The trigger is the overlap, not the load. A single-node pool under heavy fio — even at queue_depth=2048 — stays clean. Pour the same IO over a replicated pool, so that the storage↔storage sync session is draining dirty chunks from srv0 to srv1 at the same time, and it disconnects within tens of seconds, deterministically. The question then becomes why this rarely happens on the RNBD stack (a block device over RTRS), or on the md-raid1-over-RNBD stack. Stress testing across ten RNBD devices eventually reproduced the same issue.

The root cause turned out to be a unit mismatch buried two layers down. rtrs-server tracks a software “credit” counter for how many send-queue slots it thinks are free, and it spends and refunds that counter in units of chains — one per response. But each chain is actually one to four work requests, and the hot case on the sync read path (RDMA_WRITE -> SEND_WITH_INV -> IMM) is three. mlx5 fills its ring in WRs, not chains. On average the two ledgers balanced, so there was no steady leak and nothing looked wrong in isolation. The damage was bursty: between two signaled completions — signal_interval = 512 by default — rtrs would admit hundreds of chains, each quietly pushing up to three WRs into a queue it was counting as one. After about 910 admissions, the real ring hit its max_post of 2730 while the credit counter still read 626, “plenty free.” The next post overflowed, and the whole session came down.
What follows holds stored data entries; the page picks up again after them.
PR #4318, opened 2026-01-13
Performance tweaks to the lp_norm code.

crutcher:
Refactor vector norm implementations to unify logic, improve accuracy, and add specialized handling for all norm types.

### DIFF
--- a/crates/burn-tensor/src/tensor/linalg/vector_norm.rs
+++ b/crates/burn-tensor/src/tensor/linalg/vector_norm.rs
@@ -126,6 +126,7 @@ pub fn vector_norm<B: Backend, const D: usize>(
 /// * 0.0
 /// * 1.0
 /// * 2.0
+/// * 2 * N for integral N,
 /// * f64::INFINITY,
 /// * f64::NEG_INFINITY,
 ///


crates/burn-tensor/src/tensor/linalg/vector_norm.rs
```diff
@@ -182,6 +207,33 @@ pub fn l2_norm<B: Backend, const D: usize>(x: Tensor<B, D>, dim: usize) -> Tenso
...
+/// # Arguments
+///
+/// * `x` - The input tensor.
+/// * `p` - The exponent of the Lp norm.
+/// * `dim` - The dimension to compute the norm over.
+///
+/// # Returns
+///
+/// The ``L(p)`` norm of the input tensor.
+pub fn _lp_norm<B: Backend, const D: usize>(x: Tensor<B, D>, p: f64, dim: usize) -> Tensor<B, D> {
```
laggui: I wouldn't make this internal function public. And for naming an underscore prefix is unconventional, I'd use something more descriptive like `lp_norm_general` or `lp_norm_impl`

crutcher: @laggui the tests aren't in the crate tho.

I changed it to `lp_norm_impl`; though I disagree about the `_<name>` pattern. It is a big help in tab-completion in IDEs. I hid it in a public `implementation` mod.

laggui: Oh I didn't realize you added tests that compare expected results.. so I now see the motivation.

But I don't agree that it should be public just for that reason. We can just check the expected values match (which they do) and leave it at that.

The review UI on github doesn't show the full context, but I actually now see that your changes are collapsing to  `vector_norm` (which I forgot about truthfully)

https://github.com/tracel-ai/burn/blob/df2cd5d2bd8743c1d53d96c41a94878bf6d9089a/crates/burn-tensor/src/tensor/linalg/vector_norm.rs#L81-L95

which is supposed to be the high-level dispatch. Why are both APIs collapsing to the same thing?

Re `_<name>` pattern, I don't really see your point. In rust that pattern used here communicates the wrong semantic intent imo, as it usually signals unused code that you do not want the compiler to warn about.

crutcher: ### `_{name}`
we don't need to fight through it, but it's about what happens in an IDE when you are typing `{prefix}<tab>`.

### `vector_norm` collapsing back to dispatch in `lp_norm`.
This is a question of api mechanics.

`vector_norm` provides a formalized selection API, whereas `lp_norm` is free-range exponent based. But in both cases, user libs which parameterize over exponentiation (rather than just calling `l1/l2_norm` directly) will be penalized when that parameterization selects the common exponent cases.

The expected callers of `vector_norm` and `lp_norm` *don't* know in advance what the exponent will be, generally, they're getting it from some other module or config, and using the interface to provide generality (and avoid exactly this dispatch).

We don't want them to pay a performance price for the choice of generality.

laggui: Yeah I understand the tradeoffs, and it is worth having these, hence the `vector_norm` selection. My question was moreso "why have two functions that do the same thing"?

Currently, `vector_norm` is the general API that dispatches to the respective norm functions and `lp_norm` is the general Lp norm implementation for `p not in [0, 1, 2, inf, -inf]`. But your change essentially makes `lp_norm` equivalent to `vector_norm`, so both entrypoints are the same. It's essentially an alias.

> `vector_norm` provides a formalized selection API, whereas `lp_norm` is free-range exponent based. 

If by that you mean `vector_norm` requires an enum `vector_norm(x, Norm::L1, dim)` that's not true, the `From<..>` implementations for `Norm` already bridges this conversion.

I'm just trying to understand the motivation :sweat_smile: and if in the end we do go with this alias, the duplicate match in `lp_norm` can be simplified to:

```rust
pub fn lp_norm<B: Backend, const D: usize>(x: Tensor<B, D>, p: f64, dim: usize) -> Tensor<B, D> {
    vector_norm(x, p, dim)
}
```

crutcher: I can see the argument for one being a simple alias of the other; but the type conversion and dual naming is still useful.

There are arguments for both being visible:
* `vector_norm` - this is an interface in both `numpy` and `pytorch`. It is expected that we'll have this interface.
* `lp_norm` - the other libs call this `norm`, but that form also has some case-degeneracy that `lp_norm` doesn't have; so the the distinction is useful.

Basically, the public API is a guide to getting users to select the right code. Aliases, and small call-type transformations to allow us to have a broader audience have almost no cost to us (and don't even appear in most link files), while broadening the scope of our users significantly.

laggui: > Basically, the public API is a guide to getting users to select the right code.

Agreed. So we're just keeping `vector_norm` around to for with the numpy and pytorch interfaces. Not necessarily a fan, but you're right that users should be able to find this even if it's pretty close to `lp_norm` in name anyway.

In any case, if they're the same then they should call the same code, and not duplicate the logic. The match arm really is equivalent to this (as per my previous comment):

```rust
pub fn lp_norm<B: Backend, const D: usize>(x: Tensor<B, D>, p: f64, dim: usize) -> Tensor<B, D> {
    vector_norm(x, p, dim)
}
```

so I would at least change that like I said.


And I wouldn't have a public internal module nonetheless

crutcher: @laggui updated.

PR #4995, opened 2026-05-22
Scroll TUI metric tabs to keep selected visible

LucaCappelletti94:
This is a practical and aesthetic fix that makes the tabs in the TUI scrollable, which is important when you have many metrics and you do not understand anymore which is the metric currently being displayed.

Before:

Screenshot 2026-05-22 alle 10 07 30

After:

Note the chevrons on the sides suggesting that there is more stuff hidden in there.

Screenshot 2026-05-22 alle 10 08 05
Screenshot 2026-05-22 alle 10 08 14

### DIFF
--- a/Cargo.lock
+++ b/Cargo.lock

In testing, no rtrs disconnection occurred at sess_queue_depth = 1024. The reason turned out to be almost incidental: max_send_wr = 3·qd + 1, so doubling the session depth doubled the send queue as a side effect, and the bursty overshoot suddenly had room to land. That means the more honest version of the workaround is to raise max_send_wr directly, giving the SQ enough headroom without inflating the whole session window and receive side along with it. But both are still headroom, not correctness: they enlarge the ring so the undercount no longer overflows it on this workload, while leaving the unit mismatch in place to bite again the moment chain_len or the burst pattern shifts. The actual fix was unglamorous once we understood it: count credits in the WRs the chain will really post, and lower signal_interval so refunds arrive often enough to keep the ledger honest.
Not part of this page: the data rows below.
PR #4998, opened 2026-05-22
Add mouse support to TUI metric navigation

LucaCappelletti94:
The TUI was keyboard-only with no on-screen hint otherwise. Hovering a metric title (top tab strip or left-pane "Metrics" list) now underlines it, and clicking switches the chart, mirroring Left/Right. Reusing the existing selected-tab `UNDERLINED` modifier keeps the meaning consistent: underlined = selectable.

The `‹` `›` chevrons added by #4995 were visual-only. Clicking them now cycles to the previous/next metric (same as the arrow keys), and hovering lightens the foreground from `DarkGray` to `Gray`.

Mouse capture is torn down on every exit path including the panic hook, otherwise the shell keeps eating mouse-protocol bytes after a crash.

### DIFF
--- a/crates/burn-train/src/renderer/tui/metric_text.rs
+++ b/crates/burn-train/src/renderer/tui/metric_text.rs
@@ -4,17 +4,21 @@ use crate::{
     renderer::tui::{TuiGroup, TuiSplit},
 };
 use ratatui::{
-    prelude::{Alignment, Rect},
+    crossterm::event::{Event, MouseButton, MouseEventKind},
+    prelude::{Alignment, Position, Rect},
     style::{Color, Style, Stylize},
     text::{Line, Span},
     widgets::{Block, Borders, Paragraph, Wrap},
 };
-use std::{collections::BTreeMap, sync::Arc};
+use std::{collections::BTreeMap, ops::Range, sync::Arc};
 
 #[derive(Default)]
 pub(crate) struct TextMetricsState {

I wish those were the only tedious parts. The standard workflow for testing kernels on our staging machines is to build Debian packages — which takes a couple of hours at minimum — install them across several servers, and then set up the test environment on each freshly booted kernel. I managed to cut most of that out by building the kernel from source directly on the servers instead of packaging it. Because the parts I am changing are loadable modules, I can rebuild and reload just those modules without rebooting at all. The scaffolding mostly disappears, and I get to stay in the reasoning instead of waiting on builds.
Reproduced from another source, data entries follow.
PR #5001, opened 2026-05-22
Refactor/wgpu backends

nathanielsimard:
Requires: https://github.com/tracel-ai/cubecl/pull/1346

Fixes the conflicts between backends, keeps the same behavior with the wgpu backend. Essentially, you can now actually benchmark the difference between webgpu and metal with the same binary, which wasn't possible before. The wgpu backend will still leverage the "best" compiler for the current device based on the activated feature flag, so that workflow still works.


laggui (approved):
Nice! So now users can choose between `Wgpu` (auto) or any explicit specializations (`Vulkan`, `Metal`, `WebGpu`).

There will be a conflict with the changes in #5000 which was merged. Need to re-introduce the explicit variants in dispatch since the backend type aliases are now distinct on the compiler (but they no longer require the default element types!).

I had spent a few weeks researching strong consistency for replicated storage, trying to pin down what guarantee the map-version work actually needs. That led me to add Raft-like replicated log to RMR. I wrote the basic skeleton code and kept my attention on the design, The design documentation grew as the conversation went on. The agent built the tests out from there, tests first, and then settled into the test-fix loop and got stuck.

Log-length-as-freshness works only because it smuggles in a total order, and producing that order forced rules that do not fit our topology: the connected-to-client election rule, the term-inflation guard, solo-commit versus quorum. Most of the recent effort went into debugging those Raft mechanics rather than the freshness problem I set out to solve, which was the first sign I was heading the wrong way.

The realization is that strong consistency and version control are two different problems, and I had been treating them as one. Version control asks which node holds the freshest data and how to resync the rest. It is an after-the-fact question, answered during recovery by map_ver, log length, or DRBD-style generation identifiers. Strong consistency asks whether all writers agree on the in-set at the moment they set or clear a dirty bit, so that the maps never diverge to begin with. So the map-version effort was aimed at the wrong axis. The design needs to be revisited starting from the consistency requirement, with version control kept as a separate concern.